Moeljatno dalam bukunya Asas-asas Hukum Pidana halaman 59 mengatakan bahwa : Perbuatan Pidana (strafbaar feit) adalah perbuatan yang dilarang oleh suatu

aturan hukum, larangan mana disertai ancaman (sanksi) yang berupa pidana tertentu, bagi barang siapa yang melanggar aturan tersebut. Terdapat 3 (tiga) hal yang perlu diperhatikan :

1. Perbuatan pidana adalah perbuatan oleh suatu aturan hukum dilarang dan diancam pidana.

2. Larangan ditujukan kepada perbuatan (yaitu suatu keadaan atau kejadian yang ditimbulkan oleh kelakuan orang), sedangkan ancaman pidana ditujukan kepada orang yang menimbulkan kejadian itu.
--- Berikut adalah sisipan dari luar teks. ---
PR #972, opened 2023-10-19
fix: zod additional properties error

CxGarcia:
## Status

**READY**

## Description
in zod generator, the `additionalProperties` that are appended to functions array are either an `array` or a `boolean` (see [code](https://github.com/anymaniax/orval/blob/8f1682ce72d721d8992b4c613513191b31029c7c/packages/zod/src/index.ts#L164)). however, `parseProperty` function is treating them all as arrays and using array methods which causes a runtime error. you can reproduce the error by running zod generator on [this file](https://github.com/anymaniax/orval/pull/972/files#diff-2f9624a4143cd200d5a2962c3b6b5e0d0049997d4d2e02ea6d63891ce2716da2)

this PR fixes the error and uses the `passthrough` method when `additionalProperties` are set to `true` to avoid unknown keys being stripped from the object by zod

## Todos

- [x] Tests
- [ ] Documentation (N/A)
- [ ] Changelog Entry (unreleased)

## Steps to Test or Reproduce

```bash
git pull https://github.com/CxGarcia/orval
cd orval
git checkout fix/zod-additional-properties
yarn build
(cd tests && yarn generate:zod)
```

PR #1443, opened 2024-06-08
fix(zod): treat `additionalProperties` keyword 

ixth:
## Status

**READY**

## Description

`additionalProperties: true` isn't treated the right way during schema parsing, which results in runtime error during generation. Since #972 is stalled, decided to dig into it myself.

## Related PRs

Previous attempt to fix this:

| [CxGarcia:fix/zod-additional-properties](https://github.com/CxGarcia/orval/tree/fix/zod-additional-properties) | [link](https://github.com/anymaniax/orval/pull/972) |

### DIFF
--- a/packages/zod/src/index.ts
+++ b/packages/zod/src/index.ts
@@ -72,13 +72,18 @@ let constsUniqueCounter: Record<string, number> = {};
 // https://github.com/colinhacks/zod#coercion-for-primitives
 const COERCIBLE_TYPES = ['string', 'number', 'boolean', 'bigint', 'date'];
 
+export type ZodValidationSchemaDefinition = {
+  functions: [string, any][];
+  consts: string[];
+};
+
 export const generateZodValidationSchemaDefinition = (
   schema: SchemaObject | undefined,
   context: ContextSpecs,
   _required: boolean | undefined,
   name: string,
   strict: boolean,
-): { functions: [string, any][]; consts: string[] } => {
+): ZodValidationSchemaDefinition => {
   if (!schema) return { functions: [], consts: [] };
 
   const consts: string[] = [];
@@ -292,13 +297,8 @@ export const generateZodValidationSchemaDefinition = (
   return { functions, consts: uniq(consts) };
 };
 
-export type ZodValidationSchemaDefinitionInput = {
-  functions: [string, any][];
-  consts: string[];
-};
-
 export const parseZodValidationSchemaDefinition = (
-  input: ZodValidationSchemaDefinitionInput,
+  input: ZodValidationSchemaDefinition,
   context: ContextSpecs,
   coerceTypes: boolean | ZodCoerceType[] = false,
   preprocessResponse?: GeneratorMutator,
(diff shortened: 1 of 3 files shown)


ixth:
Also, couldn't help but fix few typos here and there.

packages/zod/src/index.ts
```diff
@@ -224,15 +229,15 @@ export const generateZodValidationSchemaDefinition = (
...
-            ? schema.additionalProperties
-            : generateZodValidationSchemaDefinition(
-                schema.additionalProperties as SchemaObject,
-                context,
-                true,
-                name,
-                strict,
-              ),
+          generateZodValidationSchemaDefinition(
+            isBoolean(schema.additionalProperties)
```
ixth, line 233: Actual fix which I'm not sure about: since `additionalProperties: true` is just an alias for `additionalProperties: {}`, I decided to treat it as latter. Should definition be faithful to original scheme?

melloware:
@TommoLeedsy can you review this also? Its related to other recent zod changes

packages/zod/src/index.ts
soartec-lab: Is it correct to understand that if it is simply `true`, it is determined that the additional property does not exist?

soartec-lab (commented):
@ixth 
I have asked a simple question, please answer.

packages/zod/src/index.ts
ixth-ind: As far as I understood from the OpenAPI docs, it's the opposite: 

> If the dictionary values can be of any type (aka free-form object), use additionalProperties: true:

https://swagger.io/docs/specification/data-models/dictionaries/#free-form

So, `additionalProperties: true` is equivalent to `additionalProperties: {}`, which means that any type of property values allowed. Basically, it means it's `Record<string, any>`. `additionalProperties: {}` works fine, btw, it's just `additionalProperties: true` that's broken.

UPD. Oops, used work account. Comment is still relevant, though.

melloware:
@ixth in this other PR that has been open for a long time: https://github.com/anymaniax/orval/pull/972 he used `zod.passthrough()`?  not sure if your solution is better than what he was trying to do?

ixth:
@melloware 
Can't tell right away, have to check it more thoroughly, but I assume these two points:
1. `additionalProperties: {}` works just fine, `additionalProperties: true` is an alias for it, and must behave the same way, i.e. generate `z.record(z.string(), z.any())`
2. `z.passthrough()` is a parsing directive, and it doesn't affect inferred types, so it won't work in cases when I want to use `z.infer` on generated type. I might add a test case for that.

melloware:
Awesome thanks for the answers @ixth

packages/zod/src/index.ts
soartec-lab: Thanks, I understood.

soartec-lab:
@melloware @ixth 

Hey, it seemed to me that this response wasn't exactly the same as what you're trying to do with #972.
In other words, it is possible to do both. Here we will modify it so that `additionalProperties` works, but in #972 we will use `zod` to make it easier to handle properties, right? What do you guys think?

ixth:
> In other words, it is possible to do both. 
As soon as `additionalProperties: true` will result in `z.record(z.string(), z.any())`, there will be no need to add `.passthrough()`: any fields with string key will be allowed and passed through.

I might not get the whole picture. What cases am I missing?

soartec-lab:
@ixth 
I got it. It looks good. There is no specific case, it's just that I have doubts, so it's okay.

soartec-lab (approved):
Thank you for your response. I think it's a good change, but I'd like to wait for some comments by #972, so I'll merge it in a few days.

melloware:
@soartec-lab i am going to merge as this is the correct solution and @ixth pointed out why the previous PR was actually incorrect.

soartec-lab:
Gotcha!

3. Antara larangan dan ancaman pidana ada hubungan yang erat, oleh karena antara kejadian dan orang yang menimbulkan kejadian itu ada hubungan erat pula. “Kejadian tidak dapat dilarang jika yang menimbulkan bukan orang, dan orang tidak dapat diancam pidana jika tidak karena kejadian yang ditimbulkan olehnya.

Selanjutnya Moeljatno membedakan dengan tegas dapat dipidananya perbuatan (die strafbaarheid van het feit) dan dapat dipidananya orang (strafbaarheid van den person). Sejalan dengan itu memisahkan pengertian perbuatan pidana (criminal act) dan pertanggungjawaban pidana (criminal responsibility).
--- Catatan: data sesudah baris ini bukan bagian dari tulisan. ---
PR #1466, opened 2024-06-19
fix: use unknown instead of any for additional properties

jmorel:
## Status

READY

## Description

Fixes https://github.com/anymaniax/orval/issues/1464

The generated type for objects with `additionalProperties: true` becomes `[key: string]: unknown` instead of `[key: string]: any` for better type safety.

## Todos

- [ ] Tests
- [ ] Documentation

## Steps to Test or Reproduce

```bash
> git pull --prune
> git checkout <branch>
> grunt jasmine
```

1.

### DIFF
--- a/packages/core/src/getters/object.ts
+++ b/packages/core/src/getters/object.ts
@@ -130,7 +130,7 @@ export const getObject = ({
           if (arr.length - 1 === index) {
             if (item.additionalProperties) {
               if (isBoolean(item.additionalProperties)) {
-                acc.value += `\n  [key: string]: any;\n }`;
+                acc.value += `\n  [key: string]: unknown;\n }`;
               } else {
                 const resolvedValue = resolveValue({
                   schema: item.additionalProperties,
@@ -166,7 +166,7 @@ export const getObject = ({
   if (item.additionalProperties) {
     if (isBoolean(item.additionalProperties)) {
       return {
-        value: `{ [key: string]: any }` + nullable,
+        value: `{ [key: string]: unknown }` + nullable,
         imports: [],
         schemas: [],
         isEnum: false,
@@ -206,7 +206,7 @@ export const getObject = ({
 
   return {
     value:
-      (item.type === 'object' ? '{ [key: string]: any }' : 'unknown') +
+      (item.type === 'object' ? '{ [key: string]: unknown }' : 'unknown') +
       nullable,
     imports: [],
     schemas: [],


ezequiel:
Shall we change the `any` on line 209 as well?

https://github.com/anymaniax/orval/blob/82024a4808e57cecf85da2dd2d2befbc033c5da7/packages/core/src/getters/object.ts#L209

jmorel:
Yes definitely, I only concentrated on additionalProperties but it makes sense to fix the issue more broadly.

melloware (approved):

melloware:
The original fix was here in 2021: https://github.com/anymaniax/orval/pull/190  But I agree unknown is safer than any

uykms:
The Typescript checking of my source is invalid once again. If you want to change from `any` to `unknown`, please create a new property in the config file to allow other users to decide whether to apply your change. 
Thank you!
cc @jmorel @ezequiel

ezequiel:
> The Typescript checking of my source is invalid once again. If you want to change from `any` to `unknown`, please create a new property in the config file to allow other users to decide whether to apply your change. Thank you! cc @jmorel @ezequiel

`unknown` should've arguably always been the default.

I'm personally not a big fan of making this configurable, simply because `any` is too dangerous as it will mask potential type errors in your code.

To quickly move forward and upgrade Orval, I suggest adding `// @ts-expect-error` above the offending lines of code, and resolve them later when time permits.

 e.g

```ts
// @ts-expect-error todo: fix this 
const thing = data.response.thing;
```

lessquo:
Hi, I've just noticed this change when I tried the latest version. I agree that `unknown` is much safer than `any`, however this breaking change is a big pain for my huge codebase. It would be really nice if I can incrementally adopt this change.

In addition to that, is there any way to configure each `object` type with typescript interface? because I have a lot of 3rd-party dependencies that provide types with interface in the backend, but they all converted into `object` due to typescript limitation, and then the properties become `unknown` in the frontend. They are actually not 'unknown' because I can provide types for them. Since editing the auto-generated files is not a good idea, an option to configure them would be ideal.

This is just a small feedback. Thanks for the amazing work

FranjoMindek:
Same here, the change broke any location where we explicitly typed a generic object from the back end.
Instead of using:
```js
const data.someObject as SomeType;
```
We now need to use:
```js
const data.someObject as unknown as SomeType;
```

melloware:
Yes this issue has gone back and forth between `any` and `unknown` with both sides arguing why one is better than another.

Untuk mengetahui adanya tindak pidana, maka pada umumnya dirumuskan dalam peraturan perundang-undangan pidana tentang perbuatan-perbuatan yang dilarang dan disertai dengan sanksi. Dalam rumusan tersebut ditentukan beberapa

unsur atau syarat yang menjadi ciri atau sifat khas dari larangan tadi sehingga dengan jelas dapat dibedakan dari perbuatan lain yang tidak dilarang. Perbuatan pidana menunjuk kepada sifat perbuatannya saja, yaitu dapat dilarang dengan ancaman pidana kalau dilanggar.